After two years of walking past the Maine Huts and Trails gift certificate taped to our kitchen wall, Jonathan and I finally followed through on our plan to experience the Maine woods as guests in the huts. Along with two intrepid friends, we recently plotted out a four-night, cross-country ski expedition. What we discovered was one of Maine’s great unsung treasures. The huts offer a uniquely enchanting immersion into Maine’s vast and glorious outdoors for trekkers of all ages and all levels.

“Hut” is a misleading term for these accommodations. They are spacious, high-ceilinged lodges with outbuildings that house thirty to forty people. You are blissfully disconnected from the electronic world, and you sleep in a sleeping bag in comfortably heated bunkhouses. Inside each main lodge there are large common areas for dining, games, reading, and lounging. There is beer and wine for sale and a fully-stocked kitchen where the hut staff prepare hearty, family-style meals. If that isn’t enough to tempt you to engage in “people powered” travel, you will also find waiting for you at the end of your rigorous day a warm drying room for your damp gear; indoor, state-of-the-art composting toilets; and – perhaps the most luxurious amenity – hot showers!

On our way to the Airport Trailhead we made a stop in Kingfield, Maine at the Maine Huts and Trails (MHT) headquarters. I highly recommend this stop for first-timers, since employees offer lots of information, suggestions, and enthusiasm to get you pumped up for your first day. Thanks to Patrick’s insider information, we learned about the excellent vista near a trail stop we’d be passing called “half-way yurt.” The vista involves an extra trail climb of ten to fifteen minutes, but the view of Sugarloaf and the Bigelow range was jaw-dropping.

Day one was a 3.3 mile, fully-loaded ski in to Poplar, the original hut. We worked up quite a sweat on that climb, but our loads were lighter for the rest of our ski-days. For an extra $35 per day, MHT offers a shuttle to transport your gear (up to 25 pounds in a backpack) to your next destination. We happily sprang for that added perk.

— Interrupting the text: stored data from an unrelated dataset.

PR #475, opened 2025-10-20
Enhance Path-Treatment in Inputfile

knarfnitram:
The Path within the Inputfile is currently not updated.
Hence by switching the `Path` within your application script and activating  `add_footer_application_script=True` an error occurs. Here are the steps to reproduce the error:

```python
import os
from pathlib import Path

from beamme.four_c.header_functions import set_header_static
from beamme.four_c.input_file import InputFile


if __name__ == '__main__':

    input_file = InputFile()
    set_header_static(
        input_file, total_time=1.0, n_steps=1, tol_increment=1e-4, tol_residuum=1e-5
    )
    input_file.dump(os.getcwd()+'/myfile.4c.yaml')
    os.mkdir("test")
    file2=Path(os.getcwd()).joinpath("test/myfile.4c.yaml")
    os.chdir(file2.parent)
    input_file2 = InputFile()
    set_header_static(
        input_file2, total_time=1.0, n_steps=1, tol_increment=1e-4, tol_residuum=1e-5
    )
    input_file2.dump(file2)
```
Within this MR the class `InputFile` is enhanced by introducing a function called `_resolve_application_path` to detect the path based on the main function of a script. 

Do we need to add a test case for that?

### DIFF
--- a/src/beamme/four_c/input_file.py
+++ b/src/beamme/four_c/input_file.py
@@ -23,7 +23,6 @@
 4C."""
 
 import os as _os
-import sys as _sys
 from datetime import datetime as _datetime
 from pathlib import Path as _Path
 from typing import Callable as _Callable
@@ -48,6 +47,7 @@ from beamme.four_c.input_file_mappings import (
     INPUT_FILE_MAPPINGS as _INPUT_FILE_MAPPINGS,
 )
 from beamme.utils.environment import cubitpy_is_available as _cubitpy_is_available
+from beamme.utils.environment import get_application_path as _get_application_path
 from beamme.utils.environment import get_git_data as _get_git_data
 
 if _cubitpy_is_available():
@@ -186,8 +186,9 @@ class InputFile(_FourCInput):
                     lines = ["# " + line + "\n" for line in _INPUT_FILE_HEADER] + lines
 
                 if add_footer_application_script:
-                    application_path = _Path(_sys.argv[0]).resolve()
-                    lines += self._get_application_script(application_path)
+                    application_path = _get_application_path()
+                    if application_path is not None:
+                        lines += self._get_application_script(application_path)
 
                 with open(input_file_path, "w") as input_file:
                     input_file.writelines(lines)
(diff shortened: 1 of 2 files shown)


src/beamme/four_c/input_file.py
```diff
@@ -454,7 +463,31 @@ def _get_application_script(self, application_path: _Path) -> list[str]:
...
 
-        with open(application_path) as script_file:
-            application_script_lines.extend("# " + line for line in script_file)
+        if application_path is not None:
+            with open(application_path) as script_file:
+                application_script_lines.extend("# " + line for line in script_file)
 
         return application_script_lines
+
+    def _resolve_application_path(self) -> _Path | None:
```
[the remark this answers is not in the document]
davidrudlstorfer: I am also a bit hesitated if this is a viable use case? The option to not append the application script can simply be disabled and, if I understand it correctly, the path is changed during runtime? I think this is not an approach which should be supported?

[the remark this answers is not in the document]
knarfnitram: I think that it's a valuable enhancement, since it increases the robustness of the BeamMe InputFile generation.
 
Currently we use `_sys.argv[0]` to estimate automatically the path of the initial beamme driver file and  you are right, the footer can be suppressed by:
```input_file.dump("myfile-name",add_footer_application_script=False)```

For cases where you change as presented in the minimal example the directory, the estimation `_sys.argv[0]` is not correct any more and leads this _annoying_ error message:
```
Traceback (most recent call last):
  File "/home/a11bmafr/software/py-libs/meshpy/test.py", line 40, in <module>
    input_file2.dump(file2)
  File "/home/a11bmafr/software/py-libs/flowdiverter_simulations/src/meshpy/src/beamme/four_c/input_file.py", line 219, in dump
    lines += self._get_application_script(application_path)
             ^^^^^^^^^^^^^^^^^^^^^^^^^^^^^^^^^^^^^^^^^^^^^^
  File "/home/a11bmafr/software/py-libs/flowdiverter_simulations/src/meshpy/src/beamme/four_c/input_file.py", line 500, in _get_application_script
    with open(application_path) as script_file:
```
By adapting the path settings and actually searching for the real main driver file, the application script
is correctly added to the input file.

File: src/beamme/four_c/input_file.py [hunk 2]
```diff
@@ -186,12 +186,29 @@ def dump(
...
-                    application_path = _Path(_sys.argv[0]).resolve()
-                    lines += self._get_application_script(application_path)
+                    application_path = self._resolve_application_path()
+                    if application_path is not None:
+                        lines += self._get_application_script(application_path)
 
                 with open(input_file_path, "w") as input_file:
                     input_file.writelines(lines)
 
+    def _resolve_application_path(self) -> _Path | None:
```
isteinbrecher: I would put this into `src/beamme/utils/environment.py`.

src/beamme/utils/environment.py
```diff
@@ -107,3 +108,20 @@ def get_git_data(repo_path: _Path) -> _Tuple[_Optional[str], _Optional[str]]:
...
+
+
+def get_application_path() -> _Path | None:
+    """Returns the application path which created this input file.
+
+    and ensures that the file exists.
+    Args:
+    Returns:
+        a path to the file, which created this input file
+        or None.
```
isteinbrecher:
```suggestion
    """Returns the application path which created this input file.
    and ensures that the file exists.
    
    Returns:
        A path to the file, which created this input file or None.
```

src/beamme/four_c/input_file.py
knarfnitram: I think it's a good idea to put it into a separate function , because we already have two calls and then we can make sure that the path is found same (and I'm still not giving up on extending the function  `get_application_path` such that it will return a valid path for my case ;) ) . 
Jokes aside, I see the problem regarding the return type, because we have to check for `None` again and in the ideal case I'd get here always a valid path. I think there is not an empty path object (or something similar) which we could return, such that it skips the execution. So if we stick to the `Path | None` as return type of the function, that's the unfortunately the best option we have.

isteinbrecher:
Weird, I can click on merge. Is this the correct state? Then I can just merge it.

Rihanna and Caleb, our hut staffers, greeted us at Poplar’s registration window, oriented us to the facilities, and announced the dinner menu – spicy beef stew, rutabaga mash, farro and butternut squash salad, homemade bread, and coconut cupcakes for dessert. Yup, it was as good as it sounds. Not only are the huts almost exclusively off the grid, they also do their best to use locally-sourced food. That means real Maine blueberries and Maine maple syrup for your morning pancakes.

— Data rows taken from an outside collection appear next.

Issue #478, opened 2025-11-06
Discuss deep copy of GeometryNames and Mesh


isteinbrecher:
We can deep copy a `Mesh` with `mesh.copy()`. One has to be careful with node set containers returned by mesh creation functions, as they will always link to the mesh that they are created with.
So when calling `mesh.copy()` sets returned from mesh creation functions are currently "lost".

Good news is that there is a very simple solution:
```python
import copy

from beamme.core.element_beam import Beam3
from beamme.core.material import MaterialBeamBase
from beamme.core.mesh import Mesh
from beamme.mesh_creation_functions.beam_line import create_beam_mesh_line

mesh = Mesh()
beam_set = create_beam_mesh_line(
    mesh=mesh,
    beam_class=Beam3,
    material=MaterialBeamBase(radius=0.05),
    start_point=[0, 0, 0],
    end_point=[1, 0, 0],
)

# Use deep copy directly and explicitly proved the mesh and the sets
mesh_copy, beam_set_copy = copy.deepcopy((mesh, beam_set))
```

Should we provide a utility function that does like this? Or maybe add an example to the documentation of `Mesh.copy` how this can be done?

PR #480, opened 2025-11-07
Update documentation of mesh.copy

isteinbrecher:
#478


isteinbrecher:
Good points @davidrudlstorfer . I played around a little bit with the `--doctest-modules` function of `pytest`, but I could not find a solution that worked as I wanted.

I will add the code as an individual test case for `mesh` - but after #476 is merged, so we can use the generalised test materials there directly.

Since I am not by nature a morning person, I was daunted to hear that we had to have our gear packed and ready for the shuttle at 7:30 a.m. However, since breakfast is served at 7:30 anyway, it wasn’t so bad and allowed us to start our long days promptly, with plenty of daylight ahead.

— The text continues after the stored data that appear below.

PR #482, opened 2025-11-14
Reorder all 4C reference files

davidrudlstorfer:
This PR now finally reorders all 4C reference files in BeamMe

The scipt I used is the following

```python
from pathlib import Path
from fourcipp.fourc_input import FourCInput

directory = Path("/home/rudlstorfer/01_work/01_workspace/beamme/")

if __name__ == "__main__":
    for file_path in directory.rglob("*"):
        if file_path.is_file():
            if str(file_path).endswith(".4C.yaml") or str(file_path).endswith(".4C.yml"):
                
                print(f"Reordering file: {file_path}")
                inputfile = FourCInput.from_4C_yaml(file_path)
                #inputfile.validate(sections_only=True)
                inputfile.dump(file_path, validate_sections_only=True)
```

Part of #356


isteinbrecher (approved):
Thanks for tackling this @davidrudlstorfer. Looks really good!

Issue #483, opened 2025-11-17
CubitPy testing is broken


isteinbrecher:
The licence used to activate Cubit during testing has expired in the last days. I will have a look into this tomorrow (18.11.25), hopefully this is an easy fix.

isteinbrecher:
Turns out #484 was not the solution, let's see...

isteinbrecher:
@davidrudlstorfer I looked into this, and I am not sure yet how we will proceed with the Cubit tests since the behaviour of the new student licences that they hand out is differently. I think it will take some time to figure out a solution. In the meantime I would be fine with deactivating the CubitPy (and thus also some of the performance) test, so we can still be operational. What do you think, do you have any other ideas?

PR #486, opened 2025-11-18
Temporarily deactivate Cubit in testing

isteinbrecher:
To allow for a continuation of our PR workflow, pipelines should pass. Therefore, this PR deactivates the currently not possible CubitPy tests. I think that enforcing 93% test coverage should still pass.

#483


isteinbrecher:
Let's see if this works 🤞

PR #489, opened 2025-11-19
Move some old "beamme" tests to the integration test folder

isteinbrecher:


davidrudlstorfer (approved):
A pretty dumb question - I just checked the tests and you just moved them from the "old" to the new file.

On day two we made the 11.5-mile trek from Poplar Hut to Flagstaff in a light snowfall. The recent heavy snow and wind was a bonus, and not just for excellent skiing conditions. The woods were glorious and peaceful. Huge dollops of snow muffled sound and decorated stumps and spruce boughs. Birch and cedar trees were limned in white highlights. We had easy going on the groomed trail, and we weren’t alone. For about a mile we followed the pawprints of a fox, probably grateful for an alternative to the deep slog in the woods. We spotted a downy woodpecker, flushed a grouse, and fell under the spell of our own rhythmic gliding through the silence.

The half-way yurt was perfectly placed as a lunchtime rest stop. We lit up the woodstove, warmed and dried our damp outer layers, and ate the lunches we’d prepared from the hut’s lunch buffet table that morning. Best of all, the yurt is at the top of a rise, so your after-lunch event is a lovely, long downhill glide.

The MHT system was the brainchild of Larry Warren, who was inspired by hut-to-hut trails in the European Alps. As MHT celebrates their ten-year anniversary, they have plans to expand their four huts and 80 miles of trails to an additional six to eight huts, each with its own particular character. Flagstaff, grandly overlooking Flagstaff Lake, has trailhead parking less than two miles away and is perfect for families interested in boating, hiking, snowshoeing, or skiing.

January is quiet season, so I found myself alone with my coffee one morning in the airy dining room. I gazed through a floor-to-ceiling pyramid of tall windows that framed a dazzling portrait of snow and birches. Quintessential Maine woods, I thought…and someone else is doing all the cooking. I will definitely return.